Beta-glucans also help reduce inflammation associated with cancer and fight against metastasis, cancer recurrence and tumor drug resistance.7 Decades later, the Memorial Sloan Kettering Cancer Center in New York is conducting research into the combination of beta-glucans and cancer vaccines to treat children with severe neuroblastoma.

While only 40% to 50% of neuroblastoma patients typically live for five years after conventional treatments, those who received the beta-glucan along with the cancer vaccine had much higher survival rates.

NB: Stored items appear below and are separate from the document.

PR #810, opened 2020-06-04
Turn off clobbered warning for longjmp for UT'S

### LINKED ISSUE #801: SDK tests are broken for GCC 9
Uses of `ASSERT_PRECONDITION_CHECKED` is broken in GCC 9 when `AZ_SPAN_FROM...` macros are used as the function parameters for these checks.

Build output looks like the following:
```txt
 from /home/dwalton/repos/az-two/sdk/core/az_core/test/test_az_url_encode.c:6:
/home/dwalton/repos/az-two/sdk/core/az_core/test/test_az_url_encode.c: In function ‘test_url_encode_preconditions’:
/home/dwalton/repos/az-two/sdk/core/az_core/inc/az_span.h:103:3: error: variable ‘({anonymous})’ might be clobbered by ‘longjmp’ or ‘vfork’ [-Werror=clobbered]
  103 |   { \
      |   ^
/home/dwalton/repos/vcpkg/installed/x64-linux/include/cmocka.h:116:28: note: in definition of macro ‘cast_to_largest_integral_type’
  116 |     ((LargestIntegralType)(value))
      |                            ^~~~~
/home/dwalton/repos/az-two/sdk/core/az_core/test/test_az_url_encode.c:288:7: note: in expansion of macro ‘assert_true’
  288 |       assert_true(az_span_is_content_equal(buffer5, AZ_SPAN_FROM_STR("*****")));
      |       ^~~~~~~~~~~
/home/dwalton/repos/az-two/sdk/core/az_core/inc/az_span.h:122:52: note: in expansion of macro ‘AZ_SPAN_LITERAL_FROM_STR’
  122 | #define AZ_SPAN_FROM_STR(STRING_LITERAL) (az_span) AZ_SPAN_LITERAL_FROM_STR(STRING_LITERAL)
      |                                                    ^~~~~~~~~~~~~~~~~~~~~~~~
/home/dwalton/repos/az-two/sdk/core/az_core/test/test_az_url_encode.c:288:53: note: in expansion of macro ‘AZ_SPAN_FROM_STR’
  288 |       assert_true(az_span_is_content_equal(buffer5, AZ_SPAN_FROM_STR("*****")));
      |                                                     ^~~~~~~~~~~~~~~~
In file included from /home/dwalton/repos/az-two/sdk/core/az_core/test/inc/az_test_precondition.h:7,
                 from /home/dwalton/repos/az-two/sdk/core/az_core/test/test_az_url_encode.c:6:
```

This can be remedied by declaring local versions of those spans and passing those local versions in to the function. Don't currently have the cycles to do this just yet but just wanted to make this known if someone has the time.

danewalton:
Fixes #801 

From GCC docs
> Warn for variables that might be changed by longjmp or vfork. This warning is also enabled by -Wextra.

Full disclosure. There is another way to fix this that is more involved that doesn't suppress the warning. All function calls which have parameters with `AZ_SPAN_` literals as parameters would have to change to have local spans set to those values which are then passed on to the function. 

So this :arrow_down: 
```c
  ASSERT_PRECONDITION_CHECKED(
      az_http_request_append_header(&hrb, AZ_SPAN_FROM_STR(" \t\r"), AZ_SPAN_NULL));
```
becomes :arrow_down: 

```c
  az_span precondition_span = AZ_SPAN_FROM_STR(" \t\r");
  az_span precondition_null_span = AZ_SPAN_NULL;
  ASSERT_PRECONDITION_CHECKED(
      az_http_request_append_header(&hrb, precondition_span, precondition_null_span));
```
However, I think suppressing the warning also works since even if those variables get changed, it doesn't matter since they were valid values at the time that the precondition was evaluated. 

If others don't think that is correct thinking please let me know and I can update all the calls to `_PRECONDITION_CHECKED`.

### DIFF
--- a/cmake-modules/AddTestCMocka.cmake
+++ b/cmake-modules/AddTestCMocka.cmake
@@ -65,6 +65,11 @@ function(ADD_CMOCKA_TEST _TARGET_NAME)
 
     add_executable(${_TARGET_NAME} ${_add_cmocka_test_SOURCES})
 
+    # Suppress clobber warning for longjmp
+    if(CMAKE_C_COMPILER_ID MATHES "GNU")
+      target_compile_options(${_TARGET_NAME} -Wno-clobbered)
+    endif()
+
     if (DEFINED _add_cmocka_test_COMPILE_OPTIONS)
         target_compile_options(${_TARGET_NAME}
             PRIVATE ${_add_cmocka_test_COMPILE_OPTIONS}
--- a/cmake-modules/AddTestCMocka.cmake
+++ b/cmake-modules/AddTestCMocka.cmake
@@ -66,8 +66,8 @@ function(ADD_CMOCKA_TEST _TARGET_NAME)
     add_executable(${_TARGET_NAME} ${_add_cmocka_test_SOURCES})
 
     # Suppress clobber warning for longjmp
-    if(CMAKE_C_COMPILER_ID MATHES "GNU")
-      target_compile_options(${_TARGET_NAME} -Wno-clobbered)
+    if(CMAKE_C_COMPILER_ID MATCHES "GNU")
+      target_compile_options(${_TARGET_NAME} PRIVATE -Wno-clobbered)
     endif()
 
     if (DEFINED _add_cmocka_test_COMPILE_OPTIONS)
--- a/eng/cmake/global_compile_options.txt
+++ b/eng/cmake/global_compile_options.txt
@@ -15,5 +15,5 @@ else()
     set(WARNINGS_AS_ERRORS_FLAG "-Werror")
   endif()
 
-  add_compile_options(-Wall -Wextra -pedantic  ${WARNINGS_AS_ERRORS_FLAG} -Wcast-qual -Wunused -Wuninitialized -Wmissing-declarations -Wconversion -Wpointer-arith -Wshadow -Wlogical-op -Wfloat-equal)
+  add_compile_options(-Wall -Wextra -pedantic  ${WARNINGS_AS_ERRORS_FLAG} -Wcast-qual -Wunused -Wuninitialized -Wmissing-declarations -Wconversion -Wpointer-arith -Wshadow -Wlogical-op -Wfloat-equal -Wno-clobbered)
 endif()
--- a/eng/cmake/global_compile_options.txt
+++ b/eng/cmake/global_compile_options.txt
@@ -15,5 +15,5 @@ else()
     set(WARNINGS_AS_ERRORS_FLAG "-Werror")
   endif()
 
-  add_compile_options(-Wall -Wextra -pedantic  ${WARNINGS_AS_ERRORS_FLAG} -Wcast-qual -Wunused -Wuninitialized -Wmissing-declarations -Wconversion -Wpointer-arith -Wshadow -Wlogical-op -Wfloat-equal -Wno-clobbered)
+  add_compile_options(-Wall -Wextra -pedantic  ${WARNINGS_AS_ERRORS_FLAG} -Wcast-qual -Wunused -Wuninitialized -Wmissing-declarations -Wconversion -Wpointer-arith -Wshadow -Wlogical-op -Wfloat-equal)
 endif()


danewalton:
gcc9
Here is successful compilation with the warning turned off since we don't have a gate with GCC 9.

danewalton:
@barcharcraz do you have any opinions on this?

eng/cmake/global_compile_options.txt
```diff
@@ -15,5 +15,5 @@ else()
     set(WARNINGS_AS_ERRORS_FLAG "-Werror")
   endif()
 
-  add_compile_options(-Wall -Wextra -pedantic  ${WARNINGS_AS_ERRORS_FLAG} -Wcast-qual -Wunused -Wuninitialized -Wmissing-declarations -Wconversion -Wpointer-arith -Wshadow -Wlogical-op -Wfloat-equal)
+  add_compile_options(-Wall -Wextra -pedantic  ${WARNINGS_AS_ERRORS_FLAG} -Wcast-qual -Wunused -Wuninitialized -Wmissing-declarations -Wconversion -Wpointer-arith -Wshadow -Wlogical-op -Wfloat-equal -Wno-clobbered)
```
ahsonkhan, line 18: How does GCC's `-Wall` compare to MSVC's `/W4`, that @antkmsft recently changed in https://github.com/Azure/azure-sdk-for-c/pull/816? Similarly, what about clang?

cc @barcharcraz, @BillyONeal 

Would we still need the no-clobbered flag if we changed -Wall to -W4?

ahsonkhan:
Are there any other types of warnings (outside of those related to setjmp/longjmp) that the `-Wno-clobbered` flag hides?

eng/cmake/global_compile_options.txt
antkmsft: Ah, I see. This is for GCC. We did not change (and probably shouldn't) switch from `-Wall` from GCC: `-Wall` for GCC and CLang is the equivalent of `/W4` for MSVC. `/Wall` for MSVC is an equivalent of `-Weverything` for GCC/Clang.

antkmsft:
If you want to avoid repetition/simplify future updates, make an additional CMakeFile in this directory, that is for use specifically by unit test CMakefiles, and include it from each unit test's CMakeFile.

ahsonkhan:
> To be on a safe side, I'd take only the unit tests' CMakeFiles and `add_compile_options(-Wno-clobbered)` there. I strongly suggest that, but the final decision is yours to make.

That's a good idea, if you are up for exploring it @danewalton 
Let us know if it becomes too tedious.

antkmsft:
Other possible option would be to try to add #pragmas for GCC around the AZ_SPAN_FROM_STR macro. See the syntax in _az_cfg.h - you can #ifdef for specifically GCC 9, then push warnings, then disable specifically this warning, then in the end of the macro you #ifdef for GCC 9 again, and pop the warnings.

danewalton:
@ahsonkhan @antkmsft I updated the PR to limit the scope of the suppression. Now it only applies to targets which are made via the `add_cmocka_test` cmake function.

danewalton:
I'll go ahead and merge but let me know if you guys were looking for something different.

cmake-modules/AddTestCMocka.cmake
```diff
@@ -65,6 +65,11 @@ function(ADD_CMOCKA_TEST _TARGET_NAME)
 
     add_executable(${_TARGET_NAME} ${_add_cmocka_test_SOURCES})
 
+    # Suppress clobber warning for longjmp
+    if(CMAKE_C_COMPILER_ID MATCHES "GNU")
```
ahsonkhan, line 69: Nice comment.

For reference:
https://cmake.org/cmake/help/v3.0/variable/CMAKE_LANG_COMPILER_ID.html
> GNU = GNU Compiler Collection (gcc.gnu.org)

cmake-modules/AddTestCMocka.cmake
```diff
@@ -65,6 +65,11 @@ function(ADD_CMOCKA_TEST _TARGET_NAME)
...
+      target_compile_options(${_TARGET_NAME} PRIVATE -Wno-clobbered)
```
ahsonkhan, line 70: What does applying the `PRIVATE` keyword do in this case?

danewalton: With executables I don't think it really matters since it won't be consumed by anything else. But in theory with CMake you can make this public or private which makes them transitive (or not) if another lib/executable consumes them. Since this executable is the end of the road I'm almost positive it doesn't matter.

ahsonkhan:
> Here is successful compilation with the warning turned off since we don't have a gate with GCC 9.

@danewalton - did you test/verify that the warning disappears with the new approach?

I am asking because I am wondering if `MATCHES` is working as expected.
I have seen other places use `STREQUAL`.

Matches seems to be for regex:
https://cmake.org/cmake/help/v3.0/command/if.html
> if(<variable|string> MATCHES regex)
> True if the given string or variable’s value matches the given regular expression.

https://gitlab.kitware.com/cmake/cmake/-/issues/17831

danewalton:
> did you test/verify that the warning disappears with the new approach?

Yup verified on Ubuntu 2004 with GCC 9.something

For the CMake I matched what is here:
https://github.com/Azure/azure-sdk-for-c/blob/master/eng/cmake/global_compile_options.txt

cmake-modules/AddTestCMocka.cmake
```diff
@@ -65,6 +65,11 @@ function(ADD_CMOCKA_TEST _TARGET_NAME)
...
+    endif()
+
     if (DEFINED _add_cmocka_test_COMPILE_OPTIONS)
```
ahsonkhan, line 73: Unrelated to this PR, but @vhvb1989 what does `_add_cmocka_test_COMPILE_OPTIONS` do and used for? I don't see it defined anywhere.

https://github.com/Azure/azure-sdk-for-c/search?q=_add_cmocka_test_COMPILE_OPTIONS&unscoped_q=_add_cmocka_test_COMPILE_OPTIONS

“They have been working for years with a vaccine, which has a limited effect. But with the combination of the vaccine plus beta-glucan, around 90% of children were alive after five years. It is absolutely sensational,” Seljelid said.8

The Memorial Sloan Kettering Cancer Center has even applied for a patent for beta-1,3 / 1,6-glucan for use with cancer and along with vaccines for influenza. In January 2020, a team of Italian researchers further noted that beta-glucans appear to have a promising potential in the control of cancer:9

“A main feature of β-glucans is their capacity to function as biological response modifiers, exerting regulatory effects on inflammation and shaping the effector functions of different innate and adaptive immunity cell populations. The potential to interfere with processes involved in the development or control of cancer makes β-glucans interesting candidates as adjuvants in antitumor therapies as well as in cancer prevention strategies.”